Perhaps the typical Greek citizen was aware that rafters kept ceilings from falling down. The new stone buildings were a mystery raising questions about how the ceiling stayed in place. Seeing some kind protrusion might have been enough to remove any fear of falling ceilings. Or perhaps that’s just the way buildings always looked and architects decided to maintain that look.

Skeuomorphs are also added because designers haven’t quite figured out the best way to work with the new medium. With every new medium we tend to first copy the old one as best as we can. It helps us find the similarities and differences between the new and old. As we learn to work with the new, we keep what works from the past and explore what the new medium offers.

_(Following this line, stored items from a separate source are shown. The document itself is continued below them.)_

Issue #210, opened 2023-06-23
Support getInnerHtml() for SSR of declarative shadow DOM


ttraenkler:
linkedom would be a great fit for lightweight SSR of web components, missing only ```Element.getInnerHTML()```. [Here](https://gist.github.com/developit/54f3e3d1ce9ed0e5a171044edcd0784f) is a polyfill that might serve as a starting point for an implementation.

For server side rendering of web components, [declarative shadow DOM](https://developer.chrome.com/articles/declarative-shadow-dom/) has recently been standardized and [shipped](https://caniuse.com/?search=declarative%20shadow%20dom) in all major browsers except Firefox, [Mozilla's position being positive](https://github.com/mozilla/standards-positions/issues/335) on this feature as well.

Similar to ```Element.innerHTML```, the new function ```Element.getInnerHTML()``` will [serialize DOM elements including the shadowroots of custom elements](https://github.com/mfreed7/declarative-shadow-dom#serialization) which are skipped by innerHTML. In essence, wherever a ```<custom-element>``` is found in the DOM, the corresponding template will be inlined with ```<template shadowrootmode="open">``` (note this was recently renamed from shadowroot="open" which the above mentioned polyfill still uses).

Instead of
```ts
element.innerHTML
```
producing
```html
   <custom-element>
      <h2>light content</h2>
    </custom-element>
```
the new function
```ts
element.getInnerHTML({includeShadowRoots: true})
```
will include the shadowroot
```html
   <custom-element>
      <template shadowrootmode="open">
        <p id="a">shadow a</p>
        <p id="b">shadow b</p>
        <p id="c">shadow c</p>
        <slot></slot>
      </template>
      <h2>light content</h2>
    </custom-element>
```

WebReflection:
where would the content of that shadowroot be taken from?

WebReflection:
also, what happens with mode `closed` ?

ttraenkler:
The polyfill I linked in the OP contains code to deal with open and closed shadowroots. 

> where would the content of that shadowroot be taken from?

For open shadowroots simply from the element's ```this.shadowRoot```.

> also, what happens with mode `closed` ?

For closed you pass the closed shadowroots to the getInnerHTML function explicitly as an array. Here is a description from the champion of the proposal that explains it: 

_Closed shadow roots
To allow serialization of closed shadow roots, an additional option will be added:

[...]

Issue #178, opened 2022-10-24
Calling this.attachShadow(...) immediately adds all childNodes to the shadowDom


chr1se:
The expected behaviour is for childNodes to only be manually added to the shadowdom (root.append, etc) or automatically via [declarative shadowdom](https://web.dev/declarative-shadow-dom/) 

https://github.com/WebReflection/linkedom/blob/6a8b083e1b0e71168e3bef2657b98bdad492992b/worker.js#L7515
removing the line above fixed it.

Usecase:  I am doing SSR of pages with a bunch of webcomponents that uses the declarative shadowdom syntax (DeclarativeSD are only supported by chromium based browsers, but i use a polyfill for firefox & safari). childNodes were disappearing after calling this.attachShadow(...) in the constructor of the custom element definition. 

thx

WebReflection:
> webcomponents that uses the declarative shadowdom syntax

not really ... I want DSD fully available in here once it's fully standard and adopted 😊

WebReflection:
to clarify, Shadow DOM in here is not really a goal or well supported ... slots don't exist, and so on ... I am waiting for the right time to do it right so an intermediate "still broken" solution wouldn't work for the time being, or a major update.

chr1se:
thx for response, 2 things: 

firstly, are you saying that some future date when DSD is fully standardised across all browsers (& you have free time :wink:), you will then fully implement shadowDom, DSD & slots in linkedDom, but until then you will leave it in its current state as it is ([with line 7515](https://github.com/WebReflection/linkedom/blob/6a8b083e1b0e71168e3bef2657b98bdad492992b/worker.js#L7515) below)?


```javascript
  attachShadow(init) {
    if (shadowRoots.has(this))
      throw new Error('operation not supported');
    // TODO: shadowRoot should be likely a specialized class that extends DocumentFragment
    //       but until DSD is out, I am not sure I should spend time on this.
    const shadowRoot = new ShadowRoot$1(this);
    shadowRoot.append(...this.childNodes); //<===========| this line is the issue |========<
    shadowRoots.set(this, {
      mode: init.mode,
      shadowRoot
    });
    return shadowRoot;
  }
```

[...]

PR #214, opened 2023-07-20
adds support for getInnerHTML (declarative shadow DOM)

ttraenkler:
Adds support for `getInnerHTML` fixing https://github.com/WebReflection/linkedom/issues/210.

@WebReflection: Since this is my first larger contribution, I would appreciate early feedback  if you need anything to be changed. I have tried to adopt the coding style used in the project and added minimal unit tests.

As we [discussed](https://github.com/WebReflection/linkedom/issues/178#issuecomment-1605403957) for this first implementation I decided to adapt an [existing polyfill](https://gist.github.com/developit/54f3e3d1ce9ed0e5a171044edcd0784f) from @developit. 

It uses innerHTML to serialize the shadow root which could optimized away, but might require more complete support for shadow DOM so I am hesitant to do this now before shadow DOM is properly supported in linkedom. The polyfill already improves on the current state of no support for _declarative_ shadow DOM enough that I would suggest to leave optimization to a separate issue as it might require work on broader support for shadow DOM and would block this issue until that has landed. 

This way we can start broader testing earlier in the spirit of [make it work, make it right, make it fast](https://wiki.c2.com/?MakeItWorkMakeItRightMakeItFast) and we can identify which shadow DOM features are missing or need to be fixed (like #178 which I have stumbled upon and fixed along the way). 

As I found in the comments I made ShadowRoot inherit from DocumentFragment.


WebReflection:
Thanks @ttraenkler, I'll try to have a look ASAP but I won't likely do that until coverage is back to 100%. If there is some path *really* hard to reason about (for coverage/edge cases) then feel free to add a c8 comment to ignore that step with some explanation about *why* too, thanks!

ttraenkler:
@WebReflection Yes, I just noticed and fixed this.

WebReflection:
This MR is still in a **draft** state and it has merge conflicts ... please make it review ready after rebasing from main, thanks!

ttraenkler:
As discussed I clarified with the champion of the getInnerHTML proposal that this is not yet standardized and likely never will due to lack of consensus. Therefore closing. Thanks anyways for considering!

PR #222, opened 2023-10-07
Add deep argument to the type of cloneNode()

tai2:
`Node`'s `cloneNode()` should take the `deep` argument in type definition. Otherwise, other derived classes like `Element` also cannot take that parameter in TS.


WebReflection:
to be honest, I am not sure this is a TS shenanigan but `cloneNode` already takes an optional argument ... I'll merge it, let's hope it will stay around ... if it doesn't, I am afraid I need to change the signature in the code, not in its `.d.ts` definition.

Issue #245, opened 2023-11-01
[Feature] document.createElement() API should create matching derived type of html element


Havunen:
Currently when using `document.createElement("div")` it creates instance of `Element` class where tag name equals "div".
However Linkedom has all these https://github.com/WebReflection/linkedom/tree/main/esm/html derived types defined in the library but they are not actually used when creating instances of html nodes through JS API. 

This feature should make following code pass
```js
var dom = document.createElement("div");

expect(dom instanceof HTMLDivElement).toEqual(true);
```

Havunen:
I changed type of this issue to BUG because I noticed it works just like for some tags but not for all

Issue #247, opened 2023-11-01
Anyone willing to help this project forward?


WebReflection:
I think this project works awesomely for anything I need it to do, but I am afraid I am a full time contractor and, before that, a full time dad of a 21 months old child that leaves me pretty much zero extra time to deal with bugs, PRs reviews, publish, release related things, and so on ... I also don't want to abandon this project because I think it's pretty cool and robust enough for SSR related tasks, but it's clear that many keep trying to use this to test things or pretend this project is like JSDOM and behave like a browser ... I have two options:

  * make this project "locked" for its own users (no issues, no PRs, nothing, I just work on it when and if I have time)
  * find other maintainers that just stick with the contribution docs and don't waste time with stuff that ain't needed (like change linter rules, make everything `.ts` or anything that is not moving really the project further, just churn no current issue needs)

As summary: is anyone willing to jump in? All I can do is to guarantee that any question around any current decision can be answered, while maintainers can help this project forward while I do completely different things in my daily job which has nothing to do with LinkeDOM improvements ... what do you think? Any volunteer?

Havunen:
I could try to help, but my time is also very limited.

I recently started exploring different approaches to speed up jest tests and one of the reasons why it is slow is JsDOM. JsDOM tries to fulfill the html specification, but what I need is javascript API for HTML operations, not the full API but the basics should work so it could be used as testing environment. The difficult stuff could be mocked out or anything which would make it slower. 

I initially started building my own library and then I found this project which was very useful, great project!

Here is the jest plugin I'm working on:
https://github.com/Havunen/jest-environment-linkedom

pkra:
While I'm more of a bystander, I thought that might be useful to write something.

I've been using linkedom as my daily driver for well over a year now, doing SSR-ish things, replacing jsdom. I ran into 4 bugs in that time, 1 of which was 3rd party. You kindly fixed them which I'm very grateful for (and even the 3rd party one was eventually fixed by someone).

I really like how clearly you communicate your approach in the project. I have always been able to do what I needed to do using linkedom. In fact, if I ran into issues, resolving it usually improved my code.

WebReflection:
@Havunen 

> Here is the jest plugin I'm working on:

that's the thing ... I don't have time for this project right now, I have even less time to "check other projects out".

You landed a few PRs so I'll try this evening or over the weekend to have a look and if I like that, I'd be happy to add you as contributor ... does this sound reasonable to you?

Havunen:
[...]

PR #248, opened 2023-11-01
Added all tags to html class map to support all derived tag type through createElement API

Havunen:
Fixes https://github.com/WebReflection/linkedom/issues/245

### DIFF
--- a/cjs/html/area-element.js
+++ b/cjs/html/area-element.js
@@ -1,12 +1,17 @@
 'use strict';
 const {HTMLElement} = require('./element.js');
+const {registerHTMLClass} = require("../shared/register-html-class.js");
+
+const tagName = 'area';
 
 /**
  * @implements globalThis.HTMLAreaElement
  */
 class HTMLAreaElement extends HTMLElement {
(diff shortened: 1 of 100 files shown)


WebReflection:
ehm ... **no** ... if you read the how to contribute the classes you see are placeholders.

If no special meaning or type is needed, this is not going to happen because it's crytical on the performance path.

If you ned to check `instanceof` it means you are using *LinkeDOM* for testing purpose and I am tired to state this is not the goal of the library so while I really do appreciate your will to contribute, this is **not** what this library needs + I think your PR is not doing what you think it's doing.

Special elements pollute the parsing and bootstrap all over the place ... anything that behaves like a div is good enough by being just an Element ... everything else, unless really needed, doesn't need to be a special case.

Select and a few others are examples you can see how these get registered, other classes are here to simplify augmenting their presence and nature on the dom, not to have 1:1 instanceof operations.

I am afraid this is not landing as it is.

WebReflection:
a better answer in here: https://github.com/WebReflection/linkedom/issues/247#issuecomment-1904087838

PR #254, opened 2023-12-11
Implementation of `customElements.getName()`

mash-graz:
Fixes: #253

### DIFF
--- a/esm/interface/custom-element-registry.js
+++ b/esm/interface/custom-element-registry.js
@@ -195,7 +195,7 @@ export class CustomElementRegistry {
    * @param {Function} Class **Class** of custom element
    * @returns {string?} found tag name or null
    */
-    getName(Class){
+    getName(Class) {
       if (Classes.has(Class)) {
         const { localName } = Classes.get(Class);
         return localName;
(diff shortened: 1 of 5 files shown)


esm/interface/custom-element-registry.js
```diff
@@ -190,4 +190,16 @@ export class CustomElementRegistry {
     const info = this.registry.get(localName);
     return info && info.Class;
   }
+
+  /**
+   * @param {Function} Class **Class** of custom element
+   * @returns {string?} found tag name or null
+   */
+    getName(Class){
```
WebReflection, line 198: some indentation issue here ... one less space for `getName` and the rest of the code, otherwise this looks good to me.

mash-graz: Should be fixed now!

Thanks for your fast response.

esm/interface/custom-element-registry.js
```diff
@@ -195,7 +195,7 @@ export class CustomElementRegistry {
    * @param {Function} Class **Class** of custom element
    * @returns {string?} found tag name or null
    */
-    getName(Class){
+    getName(Class) {
```
WebReflection, line 198: this is also good but I wasn't clear ... see indentation compared to get(...)

mash-graz: O.k. -- I finally got it! :)

Indentation should be fixed now.

Issue #260, opened 2024-03-05
[BUG] `innerHTML` on elements parsed from XMLDocument doesn't escape characters as XML entities inside attribute values


omril1:
Repro:
```js
var linkedom = require('linkedom')
var parser = new linkedom.DOMParser()
var doc = parser.parseFromString(`<hierarchy><android.view.View content-desc="text3&amp;more"/></hierarchy>`, 'text/xml')
console.log(doc.documentElement.innerHTML) // '<android.view.View content-desc="text3&more" />'
```
Using the same code on a DOMParser from a browser or JSDOM gives `<android.view.View content-desc="text3&amp;more"/>`

WebReflection:
It's in: https://github.com/WebReflection/linkedom/pull/261

PR #261, opened 2024-03-05
Fix issue #260 escape for attributes in `XMLDocument`s

omril1:


esm/interface/element.js
```diff
@@ -228,6 +229,9 @@ export class Element extends ParentNode {
     if (name === 'class')
       return this.className;
     const attribute = this.getAttributeNode(name);
+    if (this.ownerDocument[MIME].docType.startsWith('<?xml')) {
```
omril1, line 232: I'm not sure what the ideal way to check if the element is part of an XML document, having it like this for now to be corrected

omril1: Another way I see might be `this.ownerDocument[MIME].docType === Mime['application/xml'].docType` (`this.ownerDocument[MIME] === Mime['application/xml']` doesn't seem to work)

esm/interface/element.js
```diff
@@ -228,6 +229,9 @@ export class Element extends ParentNode {
     if (name === 'class')
       return this.className;
     const attribute = this.getAttributeNode(name);
+    if (!ignoreCase(this)) {
```
WebReflection, line 232: this check is useless if `attribute` is `null` or `undefined` ... can we put it behind as suggested in my previous comment?

```js
return attribute && (ignoreCase(this) ? attribute.value : escape(attribute.value));
```

Thanks!

test/interface/element.js
```diff
@@ -17,4 +17,11 @@ div.innerHTML = '<span></span>'
...
-assert(div.namespaceURI, 'http://www.w3.org/1999/xhtml');
\ No newline at end of file
+assert(div.namespaceURI, 'http://www.w3.org/1999/xhtml');
+
+const parser = new DOMParser();
+const doc = parser.parseFromString(`<hierarchy><android.view.View content-desc="text3&amp;more"/></hierarchy>`, 'text/xml').documentElement;
+
+assert(doc.firstChild.getAttribute('content-desc'), 'text3&amp;more');
+assert(doc.firstChild.outerHTML, '<android.view.View content-desc="text3&amp;more" />');
+assert(doc.innerHTML, '<android.view.View content-desc="text3&amp;more" />');
```
WebReflection, line 27: I think we should add another test with the same content but for `text/html` case otherwise code-coverage is not happy

omril1: I think `emptyAttributes` shouldn't apply to XML so I changed it a bit

cjs/interface/attr.js
```diff
@@ -42,8 +43,11 @@ class Attr extends Node {
 
   toString() {
     const {name, [VALUE]: value} = this;
-    return emptyAttributes.has(name) && !value && ignoreCase(this) ?
-      name : `${name}="${value.replace(QUOTE, '&quot;')}"`;
+    if (!value) {
```
WebReflection, line 46: this changes the outcome or checks too much for all attributes without a value ... having `emptyAttributes.has(name)` as first guard for the common HTML case is desired and XML attributes are covered by the `ignoreCase(this)` check ... I would put that guard back ahead of the rest to avoid perf regression (too bad I don't have automated checks for that).

WebReflection: XML is the edge/non-common case, HTML is the primary use case to date so ... thanks!

WebReflection:
we're almost there ... code-coverage still not happy ... mind trying to make it happy? there are 6 cases:

  * it's HTML and
    * the attribute is an empty known one and its value is not empty
    * the attribute is an empty known one and its value is empty
    * the attribute is not empty
  * it's XML and
    * the attribute is an empty known one and its value is not empty
    * the attribute is an empty known one and its value is empty
    * the attribute is not empty

these should cover these changes and pass through all logic branches, if I haven't missed any other case, thanks!

PR #275, opened 2024-06-04
Allow optional no character escape on getAttribute

stefandokic-tricentis:


WebReflection:
https://developer.mozilla.org/en-US/docs/Web/API/element/getAttribute

I am not implementing non standard signatures and you can `unescape` through the same `html-escaper` module linkedom uses when you don't want escaped content ... not sure this is a good thing to land, or better, it won't land as deviation from the standard signature.

stefandokic-tricentis:
> https://developer.mozilla.org/en-US/docs/Web/API/element/getAttribute
> 
> I am not implementing non standard signatures and you can `unescape` through the same `html-escaper` module linkedom uses when you don't want escaped content ... not sure this is a good thing to land, or better, it won't land as deviation from the standard signature.

Thanks for clarifying.

PR #278, opened 2024-06-09
+ DocumentFragment.textContent

### LINKED ISSUE #231: null textContent value for DocumentFragment
The `.textContent` attribute of a `DocumentFragment`—such as the one returned by a `<template>`’s `.content` attribute—is `null`.

```js
import { parseHTML } from "linkedom";

const { document } = parseHTML("");

const template = document.createElement("template");
template.innerHTML = "foo <span>bar</span>";

// in linkedom this is "foo bar", in browsers it’s an empty string
console.log(template.innerText);

const documentFragment = template.content;

// in linkedom this is null, in browsers it’s "foo bar"
console.log(documentFragment.textContent);
```

iacore:
fix #231

this is certainly a fix. i don't know how efficient it is.


WebReflection:
There is no test, please add one, thanks.

esm/interface/document-fragment.js
```diff
@@ -8,4 +9,15 @@ export class DocumentFragment extends NonElementParentNode {
   constructor(ownerDocument) {
     super(ownerDocument, '#document-fragment', DOCUMENT_FRAGMENT_NODE);
   }
+
+  get textContent() {
+    const text = [];
+    let {[NEXT]: next, [END]: end} = this;
+    while (next !== end) {
+      if (next.nodeType === TEXT_NODE)
+        text.push(next.textContent);
```
WebReflection, line 18: not sure if `node.data` is what you want but I think should do it too

iacore: `node.data`?

what i want is to fix https://github.com/WebReflection/linkedom/issues/231

iacore:
[the plot thickens](https://github.com/lumeland/lume/discussions/611#discussioncomment-9720365)

i may end up adding more features.

esm/interface/document-fragment.js
WebReflection: I meant `next.data` which is a direct getter ... `textContent` passes through `data` so is a tiny bit slower https://github.com/WebReflection/linkedom/blob/main/esm/interface/character-data.js#L41-L51

iacore: How do I reconciliate with this?

image

WebReflection: data is a standard CharacterData accessor and it's the fastest one out there for CharacterData instances, namely `#text` and `#comment` ... you can see the implementation in the CharacterData class: https://developer.mozilla.org/en-US/docs/Web/API/CharacterData/data

all other things are **not CharacterData** ... you are screening per `TEXT_NODE` and that **is a CharacterData**.

Use the right tool for the job 😉

WebReflection:
I am not going to Approve and run until this is draft ... please let me know when this is not draft anymore, thanks!

iacore:
So, I discovered another bug that I don't know how to fix. Can you fix it?

WebReflection:
I am not sure I know what bug you are talking about ... but if it has nothing to do with `textContent` it should likely not be part of this PR?

iacore:
fixed it.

The Overuse of Skeuomorphism

Over the last few years a couple things have happened with the skeuomorphic design we see in digital mediums.

  1. We’ve become familiar enough with the new medium that we no longer need the metaphor to understand the interface.
  2. Skeuomorphic aesthetics have gone so far over the top in too many places that it reaches far beyond metaphor and crosses into the tacky.

It’s one thing to design a bit of clickable text with a gradient and shadow in order to give it depth and indicate it can be pressed. It’s another thing to design a digital calendar with leather, stitching, and torn bits of paper pages left behind.

It leads to a false realism as designers attempt to recreate something real in the old medium that isn’t real in the new medium. The overuse of this false realism loses anything meaningful the aesthetic might have carried and becomes gaudy ornamentation instead.

It’s where we are now and have been for a couple of years with skeuomorphism in digital design and it leads many to seek a new direction.

Summary

Skeuomorphism is ultimately a way to make something unknown feel familiar. It uses metaphor to communicate though pre-existing knowledge and is a natural first attempt at designing in any new medium. It’s not anything new. Skeuomorphism has been part of design for several thousand years.

As is ultimately the case we eventually become comfortable in the new medium and whatever useful information the skeuomorph communicated loses its meaning and usefulness.

Those same skeuomorphs embed themselves in design trends and as one designer feels the need to outdo what came before, subtle skeuomorphs become tacky reproductions of calendars, address books, and any other digital object we can make to look like the physical version of that same object.

Both of the above move the aesthetic from something meaningful to something purely ornamental. In time we all grow tired of seeing meaningless skeuomorphs and begin to see them as false and dishonest.